Challenges Facing Ear, Nose And Throat Specialists During The COVID Pandemic

Dr. Ashen Nanan ENT Specialist

MBChB (Natal), FCORL (SA), MMedORL (Wits)

The current pandemic caused by the SARS Cov 2 Virus has had a devastating effect on ENT Practices around the world and South Africa has not been spared in this context.The effects of the pandemic have just exacerbated the decline in practice incomes due to low remuneration from medical insurances and negative growth in our economy in South Africa.

Since the Lockdown was put into effect in March 2020, ENT Surgeons were prohibited from seeing elective patients in their rooms under Level 5 guidelines. This resulted in patients not having access to ENT’s which resulted in various complications in patient management. This also resulted in significant loss of income for ENT Practices resulting in ENT’s having to not pay staff salaries and seek payment arrangements for any debts. The irony of this situation was that despite being in a medical crisis, many doctors were sitting at home with no work.

ENT Surgeons have been particularly at risk due to the fact that the SARS Cov 2 Virus mainly infects the upper and lower airways. This has resulted in increased risk to the doctor and staff at the time of consultation as well as during Aerosol Generating Procedures in theatre.

The ENT Society of South Africa put out guidelines to support its members through this crisis. This included a set of clinical guidelines under Levels 3 and 4 of the Lockdown which would ensure the safety of the patient and staff. These measures have resulted in reduced numbers of patients seen at more prolonged intervals in consulting rooms, so as to ensure social distancing is observed.

Pre-screening and temperature checks of patients are required, and rooms are cleaned between patients to reduce the risk of cross contamination.

Surgical procedures that have been deemed necessary by the surgeon have been approved to proceed as long as certain criteria have been fulfilled. All patients requiring ENT Surgery during the pandemic should self isolate for 7-14 days prior to their procedure and have a Covid PCR test 48-72hrs prior to their procedure. The Covid situation in that particular hospital should be monitored closely, and elective procedures should be postponed if bed space is required to assist in Covid response.

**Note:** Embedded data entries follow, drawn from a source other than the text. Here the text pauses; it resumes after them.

PR #6269, opened 2024-06-25
Fix `TypingResult.valueOpt` for the purpose of SpEL validator

wrzontek:
## Checklist before merge
- [ ] Related issue ID is placed at the beginning of PR title in \[brackets\] (can be GH issue or Nu Jira issue)
- [ ] Code is cleaned from temporary changes and commented out lines
- [ ] Parts of the code that are not easy to understand are documented in the code
- [ ] Changes are covered by automated tests
- [ ] Showcase in dev-application.conf added to demonstrate the feature
- [ ] Documentation added or updated
- [ ] Added entry in _Changelog.md_ describing the change from the perspective of a public distribution user
- [ ] Added _MigrationGuide.md_ entry in the appropriate subcategory if introducing a breaking change
- [ ] Verify that PR will be squashed during merge

PR #6436, opened 2024-07-23
Fix TypingResult.valueOpt for the purpose of SpEL validator (fixed after rollback)

wrzontek:
## Describe your changes
Fixed version of https://github.com/TouK/nussknacker/pull/6269 after it was rolled back in https://github.com/TouK/nussknacker/pull/6408

## Checklist before merge


scenario-compiler/src/main/scala/pl/touk/nussknacker/engine/spel/Typer.scala
```diff
@@ -484,16 +491,22 @@ private[spel] class Typer(
...
-        .map(Typed.fromInstance)
-        .map(valid)
-        .valueOr(invalid(_, fallbackType))
-    }).getOrElse(valid(fallbackType))
+    (left.valueOpt, right.valueOpt) match {
+      case (Some(leftValue), Some(rightValue)) =>
+        Try(op(leftValue.asInstanceOf[A], rightValue.asInstanceOf[B])) match {
+          case Failure(a: ArithmeticException) =>
+            logger.debug(s"Arithmetic exception during op, using fallback. $a")
+            valid(fallbackType)
```
arkadius, line 499: Why this is valid?

components-api/src/main/scala/pl/touk/nussknacker/engine/api/typed/SimpleObjectEncoder.scala
```diff
@@ -1,47 +1,101 @@
...
+  private val longClass       = Typed.typedClass[Long]
+  private val floatClass      = Typed.typedClass[Float]
+  private val doubleClass     = Typed.typedClass[Double]
+  private val booleanClass    = Typed.typedClass[Boolean]
+  private val stringClass     = Typed.typedClass[String]
+  private val byteClass       = Typed.typedClass[Byte]
+  private val bigIntegerClass = Typed.typedClass[BigInteger]
+  private val bigDecimalClass = Typed.typedClass[java.math.BigDecimal]
+
+  def encodeValue(value: Any): ValidatedNel[String, Json] = value match {
```
arkadius, line 25: Why it doesn't take the type anymore? It was redundant?

components-api/src/main/scala/pl/touk/nussknacker/engine/api/typed/SimpleObjectEncoder.scala
```diff
@@ -1,47 +1,101 @@
...
+              case None                   => s"Failed to encode Record key '$encodedKey' as String".invalidNel
+            }
+          )
+        }
+        .toList
+        .sequence
+
+      encodedMap.map(values => Json.fromFields(values))
+    case value =>
+      s"No encoding logic for value $value of class ${value.getClass}".invalidNel
```
arkadius, line 58: I would write `Encoding of value [$value] of class [${value.getClass.getName}] is not supported`

components-api/src/main/scala/pl/touk/nussknacker/engine/api/typed/SimpleObjectEncoder.scala
```diff
@@ -1,47 +1,101 @@
...
+    case value: Float =>
+      fromFloat(value).map(_.validNel).getOrElse(s"Could not encode $value as json.".invalidNel)
+    case value: Double =>
+      fromDouble(value).map(_.validNel).getOrElse(s"Could not encode $value as json.".invalidNel)
+
+    case vals: java.util.Collection[_] =>
+      val encodedValues = vals.asScala.map(elem => encodeValue(elem)).toList.sequence
+      encodedValues.map(values => Json.fromValues(values))
+    case vals: java.util.Map[_, _] =>
+      val encodedMap: Validated[NonEmptyList[String], List[(String, Json)]] = vals.asScala
```
arkadius, line 44: 1. There is the `ValidatedNel` type alias for that. Also, maybe let's skip the type?
2. Let's convert to list and then use sequence. Mapping of Map introduces some not necessary costs of keys recomputation.

components-api/src/main/scala/pl/touk/nussknacker/engine/api/typed/TypeEncoders.scala
```diff
@@ -129,8 +137,13 @@ class TypingResultDecoder(loadClass: String => Class[_]) {
 
   private def typedObjectWithValue(obj: HCursor): Decoder.Result[TypingResult] = for {
     valueClass <- typedClass(obj)
-    value      <- SimpleObjectEncoder.decode(valueClass, obj.downField("value"))
-  } yield TypedObjectWithValue(valueClass, value)
+    value = SimpleObjectEncoder.decodeValue(valueClass, obj.downField("value"))
+  } yield value match {
+    case Left(e) =>
+      logger.warn(s"Failed value decoding: $e")
+      valueClass
```
arkadius, line 144: We we need this fallback? Generally, it is usually better to fail fast. Thanks to that it is easier to detect the root problem and fix the bug.

docs/MigrationGuide.md
```diff
@@ -16,6 +16,11 @@ To see the biggest differences please consult the [changelog](Changelog.md).
   * Now method `returnType` from `EagerServiceWithStaticParameters` requires implicit nodeId param
 * [#6437](https://github.com/TouK/nussknacker/pull/6437) Removed deprecated operation to create a scenario:
   POST `/api/processes/{name}/{category}`. POST `/api/processes` should be used instead.
+* [#TODO](https://github.com/TouK/nussknacker/pull/TODO) Changes to `TypingResult` of SpEL expressions that are maps or lists:
+    * `TypedObjectTypingResult.valueOpt` now returns a `java.util.map` instead of `scala.collection.immutable.Map`
```
arkadius, line 20: `java.util.Map`

engine/lite/components/kafka-tests/src/test/scala/pl/touk/nussknacker/engine/lite/components/LiteKafkaUniversalAvroSchemaFunctionalTest.scala
```diff
@@ -453,7 +453,7 @@ class LiteKafkaUniversalAvroSchemaFunctionalTest
         ),
         (
           rConfig(sampleInteger, recordIntegerSchema, recordArrayOfNumbersSchema, List(sampleString)),
-          invalidTypes(s"path 'field[]' actual: '${typedStr.display}' expected: 'Integer | Double'")
+          invalidTypes(s"path 'field[]' actual: '${typedStr.withoutValue.display}' expected: 'Integer | Double'")
```
arkadius, line 456: Generally, we shouldn't do any processing in the verification phase of tests. I mean we should avoid expected value transformation etc.

engine/lite/components/kafka-tests/src/test/scala/pl/touk/nussknacker/engine/lite/components/LiteKafkaUniversalJsonFunctionalTest.scala
```diff
@@ -286,10 +286,12 @@ class LiteKafkaUniversalJsonFunctionalTest
...
-    results.isValid shouldBe true // it should be invalid, but it's so edge case that we decided to live with it
-    val runtimeError = results.validValue.errors.head
-    runtimeError.nodeId shouldBe Some("my-sink")
-    runtimeError.throwable.asInstanceOf[RuntimeException].getMessage shouldBe "#: [1,2] is not a valid enum value"
+    results.isValid shouldBe false
+    val runtimeError = results.invalidValue.head
+    runtimeError.nodeIds shouldBe Set("my-sink")
+    runtimeError.asInstanceOf[CustomNodeError].message shouldBe
+      """Provided value does not match scenario output - errors:
+        |Incorrect type: actual: 'List[Integer]([1, 2])' expected: 'List[Integer]([1, 2, 3]) | String(A)'.""".stripMargin
```
arkadius, line 294: I think that we shold rather use spel notation to display collection types - `List[Integer]({1, 2, 3})`

scenario-compiler/src/test/scala/pl/touk/nussknacker/engine/spel/SpelExpressionGenSpec.scala
```diff
@@ -96,7 +98,14 @@ class SpelExpressionGenSpec
           inside(validate(expr, a, b)) { case Valid(typedExpression) =>
             typedExpression.typingInfo.typingResult match {
               case TypedObjectWithValue(TypedClass(typedClass, Nil), typedValue) =>
-                typedValue shouldEqual evaluatedValue
+                (typedValue, evaluatedValue) match {
+                  case (v1: java.math.BigDecimal, v2: java.math.BigDecimal) =>
+                    // SpEL evaluation uses different precision and rounding than MathUtils
```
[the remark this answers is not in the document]
wrzontek: it wasn't detected, because the value for BigDecimal was lost in `Typed.fromInstance`, and the branch with comparing values wasn't entered

components-api/src/main/scala/pl/touk/nussknacker/engine/api/typed/SimpleObjectEncoder.scala
```diff
@@ -1,47 +1,101 @@
...
+    case `doubleClass`                  => obj.as[Double]
+    case `booleanClass`                 => obj.as[Boolean]
+    case `stringClass`                  => obj.as[String]
+    case `byteClass`                    => obj.as[Byte]
+    case `bigIntegerClass`              => obj.as[BigInteger]
+    case `bigDecimalClass`              => obj.as[java.math.BigDecimal]
+    case TypedClass(klass, List(elementType: TypingResult)) if klass == classOf[java.util.List[_]] =>
+      obj.values
+        .getOrElse {
+          throw new RuntimeException(s"$typ  -  ${obj.toString}")
```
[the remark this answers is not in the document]
wrzontek: it's debug leftover code, sorry

scenario-compiler/src/main/scala/pl/touk/nussknacker/engine/spel/Typer.scala
wrzontek: BigDecimal division frequently throws "Non-terminating decimal expansion", I think using the fallback (typedclass BigDecimal without value) is ok, but perhaps there's a way to round the result or something, i'll check

scenario-compiler/src/test/scala/pl/touk/nussknacker/engine/spel/SpelExpressionGenSpec.scala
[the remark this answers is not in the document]
wrzontek: I'm not sure why exactly, but the method 

```
  private def evaluate(expr: String, a: Any, b: Any): AnyRef = {
    val spelParser        = new org.springframework.expression.spel.standard.SpelExpressionParser()
    val evaluationContext = new StandardEvaluationContext()
    evaluationContext.setVariable("a", a)
    evaluationContext.setVariable("b", b)
    spelParser.parseRaw(expr).getValue(evaluationContext)
  }
```

returns sometimes slightly different values than the flow through `validate->parse->typeNode...->MathUtils`,

both methods use internals not really controlled by us (spel vs java.math.bigdecimal), so I think just setting a tolerance like `1` or`0.1` is enough from a test perspective

 the biggest difference i've seen after running the test a few times was:
`-0.07829300196081781493782913994294858639477752149105072021484375` (typed)
`0` (evaluated)

usually the difference is at like the 50th decimal place, so not really major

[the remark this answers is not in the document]
wrzontek: wait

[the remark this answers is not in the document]
wrzontek: yeah I can just set the scale and rounding in MathUtils to the same as is used in SpEL internals

scenario-compiler/src/main/scala/pl/touk/nussknacker/engine/spel/Typer.scala
wrzontek: dividing with RoundingMode.HALF_EVEN (consistent with SpEL evaluation) avoids this exception

components-api/src/main/scala/pl/touk/nussknacker/engine/api/typed/TypeEncoders.scala
wrzontek: I thought that maybe if we encounter a value that we can't encode/decode, but we can encode/decode the class, then returning the class alone (and logging the failure) is better/safer than throwing

If you have the opposite opinion, I'll change it

engine/lite/components/kafka-tests/src/test/scala/pl/touk/nussknacker/engine/lite/components/LiteKafkaUniversalAvroSchemaFunctionalTest.scala
wrzontek: `AvroSchemaOutputValidator` only checks the element type of a list (as it did previously, as value wasn't even kept)

do we want to extend the validation to also check each element value? should it be part of this PR?

components-api/src/main/scala/pl/touk/nussknacker/engine/api/typed/SimpleObjectEncoder.scala
wrzontek: yep, and it made it difficult to call recursively

wrzontek: though maybe it wasn't 100% reduntant, now the case with mismatched type-value isn't handled the same :thinking:

engine/lite/components/kafka-tests/src/test/scala/pl/touk/nussknacker/engine/lite/components/LiteKafkaUniversalAvroSchemaFunctionalTest.scala
arkadius: I'm just saying that we should change the expected result (this string) to not use any transformations on types, I don't understand why some change in `AvroSchemaOutputValidator` would be necessary to achieve that.
Also, I'm not getting why this expected value changed. I assume that `typeStr` is typed as `TypedObjectWithValue`, also I assume, that kafka sink returns in the error message actual type as it is typed, so it should be also `TypedObjectWithValue`. Doesn't it? Which part of my assumptions is wrong? What was changed?

components-api/src/main/scala/pl/touk/nussknacker/engine/api/typed/SimpleObjectEncoder.scala
```diff
@@ -1,47 +1,101 @@
...
+        }
+        .toList
+        .traverse(v => decodeValue(elementType, v.hcursor))
+        .map(_.asJava)
+    case record: TypedObjectTypingResult =>
+      for {
+        fields <- obj.as[Map[String, Json]]
+        decodedFields <- fields.toList.traverse { case (fieldName, fieldJson) =>
```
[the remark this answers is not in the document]
arkadius: What about the test?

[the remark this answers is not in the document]
wrzontek: damn it i commited locally but forgot to push, i've added a test alongside a small refactor

engine/lite/components/kafka-tests/src/test/scala/pl/touk/nussknacker/engine/lite/components/LiteKafkaUniversalAvroSchemaFunctionalTest.scala
wrzontek: it worked before essentially by accident: Lists with a single element kept it in `params` as `TypedObjectWithValue` (the common supertype of a single TypedObjectWithValue `t` is `t` itself, when the list had 2 or more values it was TypedClass), which is why `AvroSchemaOutputValidator` in `private def invalid` had the `typedStr` as `TypedObjectWithValue` and the resulting error message included the value

now the `params` of a TypedList are always `TypedClass` (without value), because the value is kept separately anyway (and because the behaviour was weird and inconsistent anyway)

components-api/src/main/scala/pl/touk/nussknacker/engine/api/typed/typing.scala
```diff
@@ -116,12 +116,17 @@ object typing {
...
-      val shortenedDataString =
-        if (dataString.length <= maxDataDisplaySize) dataString
-        else dataString.take(maxDataDisplaySizeWithDots) ++ "..."
-      s"${underlying.display}($shortenedDataString)"
+    override def display: String = s"${underlying.display}($shortenedDataString)"
+
+    private def shortenedDataString = {
+      val dataString = value match {
+        case l: java.util.List[_]       => l.asScala.mkString("{", ", ", "}")
+        case l: scala.collection.Seq[_] => l.mkString("{", ", ", "}")
```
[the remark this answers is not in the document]
wrzontek: i don't think so, so this case is unncessary, removing

engine/lite/components/kafka-tests/src/test/scala/pl/touk/nussknacker/engine/lite/components/LiteKafkaUniversalAvroSchemaFunctionalTest.scala
arkadius: Ah, now I get it.

arkadius (approved):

These measures that have been introduced have resulted in a good balance between essential patient care and reducing exposure of patients and staff to the SARS Cov 2 Virus. It is in my opinion that despite the fact that we are facing a medical pandemic, no patient should be denied access to healthcare for other serious medical conditions. Patients needing to see their doctors for urgent medical conditions should take these measures into cognisance and proceed to make the necessary appointments. Patients requiring essential surgery should also take comfort in the fact that if your doctor or hospital feels that the risk of Covid exposure outweighs the benefit of your procedure – you will be informed that your procedure needs to be postponed.